BEGIN

PR #74, opened 2020-01-09
Detangle Cognito, sources, & group logic on authn

kairstenfay:
Centralize the computation of the list of sources visible to the current
user, but using a different property that doesn't conflate Cognito
groups with our internal sources.

Additionally, centralize the authz decisions to stay within the Source
object.

This change was originally [requested by Thomas on a recently closed
PR](https://github.com/nextstrain/nextstrain.org/commit/1a65e10b0094e74642668cea2abd58ae91420c19#commitcomment-36703817).

### DIFF
--- a/authn.js
+++ b/authn.js
@@ -73,12 +73,17 @@ function setup(app) {
           Username: profile.username
         }).promise();
 
-        const groups = response.Groups
-          .map((g) => g.GroupName)
-          .filter((g) => sources.has(g));
+        const groups = response.Groups.map((g) => g.GroupName);
 
         // All users are ok, as we control the entire user pool.
-        return done(null, {...profile, groups});
+        const user = {...profile, groups};
+
+        user.visibleGroups = Array.from(sources.values())
+          .filter(source => source.visibleToUser(user))
+          .map(source => source._name)
+          .filter(source => groups.includes(source));
+
+        return done(null, user);
       }
     )
   );
--- a/static-site/src/components/splash/userGroups.jsx
+++ b/static-site/src/components/splash/userGroups.jsx
@@ -9,7 +9,7 @@ const UserGroups = (props) => {
 
   const colors = [...theme.titleColors];
 
-  const groupCards = props.user.groups.map((group) => {
+  const groupCards = props.user.visibleGroups.map((group) => {
     const groupColor = colors[0];
     colors.push(colors.shift());
 
--- a/static-site/src/pages/users.jsx
+++ b/static-site/src/pages/users.jsx
@@ -16,7 +16,7 @@ const UserPage = (props) => {
       </SubText>
 
       <UserGroupsList>
-        {user.groups.map((group) => (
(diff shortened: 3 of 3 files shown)


static-site/src/components/splash/userGroups.jsx
```diff
@@ -9,7 +9,7 @@ const UserGroups = (props) => {
 
   const colors = [...theme.titleColors];
 
-  const groupCards = props.user.groups.map((group) => {
+  const groupCards = props.user.visibleSources.map((group) => {
```
kairstenfay: how do we feel about calling the mapping variable `group` still?

tsibley: There's a conflict of terms here: the array is one of sources, but the map function calls them groups.

It may be that my off-the-cuff suggestion of `visibleSources` was a poor one and `visibleGroups` would be better.

authn.js
```diff
@@ -73,12 +73,17 @@ function setup(app) {
...
+        const groups = response.Groups.map((g) => g.GroupName);
 
         // All users are ok, as we control the entire user pool.
-        return done(null, {...profile, groups});
+        const user = {...profile, groups};
+
+        user.visibleSources = Array.from(sources.values())
+          .filter(source => source.visibleToUser(user))
+          .map(source => source._name)
+          .filter(source => groups.includes(source));
```
tsibley: Is the purpose of this last line to filter out the non-group sources (e.g. `CoreSource`, `CoreStagingSource`, and `CommunitySource`)?

If so, then I think there are more future-proof ways of doing this which delegates that decision to the source itself and avoids deepening the existing hardcoded assumption/conflation that the group name matches the source name exactly.

I don't think :point_up: needs to block merge, but I'll think about it some more and maybe push a commit up.

static-site/src/components/splash/userGroups.jsx
tsibley: Just commented on that separately before I saw your note here. :-)

authn.js
kairstenfay: Yes, it's to remove the groups/tiles that appear as `core`, `staging`, and `community` on nextstrain.org.

kairstenfay: I'm curious to know what a better solution would be.

kairstenfay:
@tsibley I renamed `visibleSources` to `visibleGroups`.

authn.js
tsibley: > I'm curious to know what a better solution would be.

Not entirely sure! :-) The equating of group names with source names in this part of the code raises red flags for me, but I think avoiding that here would require broader changes than I think are worth implementing right now. So I would merge this as-is and we can revisit later during other work on Groups if it arises again.

tsibley:
Ah, sorry, I was doing one last test and ran into an issue:

```
TypeError: "e.user.visibleGroups is undefined"
```

PR #79, opened 2020-01-11
Upgrade auspice to v2.2.4

trvrb:


trvrb:
Tested via Heroku review app.

PR #82, opened 2020-01-14
Identify public & private groups for logged in users

### LINKED ISSUE #80: Re-title "Private Nextstrain Groups" section header on splash page or restrict tiles to private groups
@jameshadfield [brought this up in our #nextstrain-general Slack channel](https://bedfordlab.slack.com/archives/C7SDVPBLZ/p1578945475043700) when he realized he was seeing `blab` under Private Nextstrain Groups. 

In that Slack thread, @trvrb describes how he wants `blab` to exist as a public Nextstrain group. 

Ideally, we would show users their "Nextstrain Group Membership" including public & private with something to make it clear that links to private groups are only showing up because a user (with access) is logged in.

jameshadfield:
See commit messages for more details.

image

@tsibley can you please review b70246f as it adds some static methods to the `Source` class(es) and modifies the `visibleGroups` function.

@trvrb are you happy with the UI here? It would be simple to show this `Nextstrain Groups` section on the splash page for everyone (i.e. non logged in users), and this wouldn't be too bad with the small number of groups we currently have, but I don't think it should be above the core tiles. Let me know if you want me to do this.

Available for testing at https://nextstrain-dev.herokuapp.com/

Closes #80

### DIFF
--- a/auspice/server/sources.js
+++ b/auspice/server/sources.js
@@ -26,6 +26,9 @@ class Source {
   get baseUrl() {
     throw InvalidSourceImplementation("baseUrl() must be implemented by subclasses");
   }
+  static isGroup() { /* is the source a "nextstrain group"? */
+    return false;
+  }
   dataset(pathParts) {
     return new Dataset(this, pathParts);
   }
@@ -371,6 +374,9 @@ class PrivateS3Narrative extends Narrative {
 
 class PublicGroupSource extends S3Source {
   get bucket() { return `nextstrain-${this.name}`; }
+  static isGroup() {
+    return true;
+  }
 }
 
 class PrivateGroupSource extends PrivateS3Source {
@@ -378,6 +384,9 @@ class PrivateGroupSource extends PrivateS3Source {
 
   static visibleToUser(user) {
     return !!user && !!user.groups && user.groups.includes(this._name);
+  }
+  static isGroup() {
+    return true;
   }
 }
 
--- a/authn.js
+++ b/authn.js
@@ -210,25 +210,29 @@ function setup(app) {
   });
 
   /**
-   * Returns an array of names of Nextstrain groups that are visible to a
-   * given *user*.
+   * Returns an array of Nextstrain groups that are visible to a
+   * given *user* (or a non-logged in user). The order of groups returned
+   * matches the `sources` array in `sources.js`.
    *
    * FIX: Contains a hard-coded assumption that all Nextstrain groups match
    * their corresponding group name exactly.
    * See <https://github.com/nextstrain/nextstrain.org/issues/76> for more
    * context and to track this issue.
    *
-   * @param {Object} user
-   * @returns {Array}
+   * @param {Object | undefined} user. `undefined` represents a non-logged-in user
+   * @returns {Array} Each element is an object with keys `name` -> {str} (group name) and
+   *                  `private` -> {bool} (group is private)
    */
-  const visibleGroups = (user) => Array.from(sources.values())
-    .filter(source => source.visibleToUser(user))
-    .map(source => source._name)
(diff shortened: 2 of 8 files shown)


auspice/server/sources.js
```diff
@@ -26,6 +26,12 @@ class Source {
   get baseUrl() {
     throw InvalidSourceImplementation("baseUrl() must be implemented by subclasses");
   }
+  static isGroup() { /* is the source a "nextstrain group"? */
+    return false;
+  }
+  static isPrivate() { /* does the source require authentication? */
+    return false;
+  }
```
tsibley: The `isPrivate()` methods are duplicative. Calling `visibleToUser()` or `visibleToUser(null)` is valid and used elsewhere in the codebase to see if a Source is visible to an anonymous user.

authn.js
```diff
@@ -210,25 +210,33 @@ function setup(app) {
...
-  const visibleGroups = (user) => Array.from(sources.values())
-    .filter(source => source.visibleToUser(user))
-    .map(source => source._name)
-    .filter(source => user.groups.includes(source));
+  const visibleGroups = (user) => Array.from(sources)
+      .filter(([, source]) => source.isGroup())
+      .filter(([, source]) =>
+        source.isPrivate() ?
+          source.visibleToUser(user) :
+          true /* allow all public sources regardless of user data */
```
tsibley: The use of `isPrivate()` here subverts the intent that `visibleToUser(…)` is the sole authorizer of a (anonymous or logged in) user's ability to see a Source. As noted above, the `isPrivate()` method is unnecessary, and I think it should be removed.

static-site/src/layouts/userDataWrapper.jsx
```diff
@@ -11,7 +11,7 @@ export default class UserDataWrapper extends React.Component {
   }
 
   loadUser() {
-    console.log("Fetching user data");
+    // console.log("Fetching user data");
```
tsibley: Looks like an unrelated change made during dev slipped into this commit.

auspice/server/sources.js
jameshadfield: How can I use `visibleToUser` (or another method) to know whether a group (source) is visible to a user because it is public or because it's private and the user is authenticated? I could check for it being an instance of `PrivateGroupSource` but this seems more complex than the solution I implemented.

jameshadfield: 👍 resolved

authn.js
jameshadfield: 👍 resolved

static-site/src/layouts/userDataWrapper.jsx
jameshadfield: resolved

jameshadfield:
👍 thanks @tsibley -- have resolved all requested changes.

---

> I think the addition of isGroup() conflates the concept of a Nextstrain Group (for which we don't have first class concepts/objects/records for in the codebase) with the Source concept. 

Our current implementation is that nextstrain groups _are_ sources (although not all sources are groups) and I think it's necessary for a source to be able to interrogate itself to know if it's a "nextstrain group" or not. From your answer it's clear to me that you've thought about this and have a clear plan for how we these concepts are going to be implemented in the future. Looking forward to discussing this plan in the future (if there are docs I must have missed them and would appreciate you pointing me to them).

tsibley:
> From your answer it's clear to me that you've thought about this and have a clear plan for how we these concepts are going to be implemented in the future. Looking forward to discussing this plan in the future (if there are docs I must have missed them and would appreciate you pointing me to them).

Your intuition is correct, I do have a plan in my head. I look forward to (hopefully sooner than later) having time to put it down in writing!

PR #85, opened 2020-01-19
Include nCoV as core build and include tile

trvrb:


trvrb:
Reviewed via Heroku review app. Everything looks good.

PR #88, opened 2020-01-25
Upgrade auspice to 2.3.2

trvrb:


trvrb:
Tested via Heroku review app.

PR #89, opened 2020-01-25
Update splash page with nCoV heading

trvrb:


trvrb:
Reviewed via Heroku review app.

PR #90, opened 2020-01-26
add card for spanish ncov narrative

rneher:


jameshadfield:
👍 Added this card to the main nCoV set using the language of this PR

PR #96, opened 2020-01-27
Don't show nav-bar buttons when viewing narratives

jameshadfield:
Before:
image

After:
image

_P.S. See https://github.com/nextstrain/auspice/pull/853 for an improvement in the title display_


trvrb:
Looks great! Thanks James.

PR #101, opened 2020-01-28
upgrade auspice to 2.3.5

jameshadfield:


tsibley:
@jameshadfield Would you amend the commit to update `package-lock.json` to match? Otherwise it is out of sync with `package.json` and will be modified by the next `npm install`, leading to a dirty git checkout. This situation also breaks tools like `npm ci` which require the lock file is in sync.

PR #51, opened 2015-01-22
commit: Fix segfault on async writes if object exists and checksum reque...

cgwalters:
...sted

If an object already existed and we somehow tried to pull it, the
caller would still expect a returned checksum.

This appears to happen with static deltas for some reason; we might be
including duplicate metadata objects.  Regardless, this is a bug that
should be fixed.


james-antill:
LGTM :+1:

PR #52, opened 2015-01-22
build: Add --disable-static-deltas

cgwalters:
Since they're unstable, we want to allow organizations shipping ostree
now to be future proof against any changes.


mbarnes:
Looks okay except for the double negative in `AS_HELP_STRING`.

IMO, would be clearer as:
```
AS_HELP_STRING([--enable-static-deltas], [Enable static delta code (default: yes)])
```

cgwalters:
Thanks, pushed with that change.

PR #53, opened 2015-01-23
Explicitly label .origin files as configuration

cgwalters:
subscription-manager has a daemon that runs in a confined domain,
and it doesn't have permission to write usr_t, which is the default
label of /ostree/deploy/$osname/deploy.

A better long term fix is probably to move the origin file into the
deployment root as /etc/ostree/origin.conf or so.

In the meantime, let's ensure the .origin files are labeled as
configuration.

### DIFF
--- a/src/libostree/ostree-sepolicy.c
+++ b/src/libostree/ostree-sepolicy.c
@@ -45,6 +45,8 @@ struct OstreeSePolicy {
 
   GFile *path;
 
+  gboolean runtime_enabled;
+
 #ifdef HAVE_SELINUX
   GFile *selinux_policy_root;
   struct selabel_handle *selinux_hnd;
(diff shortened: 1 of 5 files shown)


cgwalters:
Downstream bug: https://bugzilla.redhat.com/show_bug.cgi?id=1182647

james-antill:
Wow, pretty hacky. Maybe don't use "/etc/ostree/remotes.d/dummy.conf" just in case remote configurations get put under a different configuration? Should work for now though, and moving it to origin.conf should be done before the label changes.

cgwalters:
No disagreement it's hacky.  I don't think we're at much risk of the labels for the remote config changing, because labels are a kind of ABI - on upgrades, unless the admin takes explicit action to relabel, the old labels will stay around, and new policy needs to handle old label configurations for user data.  With rpm-ostree we do consistently get updated labels for everything in `/usr`.

For moving `origin.conf`, you're saying do that patch before this one, then use the label for `origin.conf` for the legacy location?  I think that makes sense...that's going to need design, so if you don't object I'd like to keep this patch cherry-pick-able.

james-antill:
> on upgrades, unless the admin takes explicit action to relabel, the old labels will stay around, and new policy needs to handle old label configurations for user data

Yeh, that's true. I just thought we'd done it in the past, maybe not though.

> For moving origin.conf, you're saying do that patch before this one, then use the label for origin.conf for the legacy location?

No, I was just saying we should be able to do the patch to move origin before any labeling changes happen on the remote config. files. So :+1:

cgwalters:
Ok, thanks, merged.

PR #58, opened 2015-02-12
Add an API to set/unset a deployment tree's mutability

cgwalters:
This will be used by rpm-ostree to unset the immutable bit temporarily
in order to do package layering.  We could add an API to deploy a tree
without the immutable bit, but this is simpler.

### DIFF
--- a/src/libostree/ostree-sysroot-deploy.c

END

» EXERCISE:
Search the entries for the word "will" and pick out every line that holds it.

» SOLVED PROBLEM:
@jameshadfield Would you amend the commit to update `package-lock.json` to match? Otherwise it is out of sync with `package.json` and will be modified by the next `npm install`, leading to a dirty git checkout. This situation also breaks tools like `npm ci` which require the lock file is in sync.
No disagreement it's hacky.  I don't think we're at much risk of the labels for the remote config changing, because labels are a kind of ABI - on upgrades, unless the admin takes explicit action to relabel, the old labels will stay around, and new policy needs to handle old label configurations for user data.  With rpm-ostree we do consistently get updated labels for everything in `/usr`.
> on upgrades, unless the admin takes explicit action to relabel, the old labels will stay around, and new policy needs to handle old label configurations for user data
This will be used by rpm-ostree to unset the immutable bit temporarily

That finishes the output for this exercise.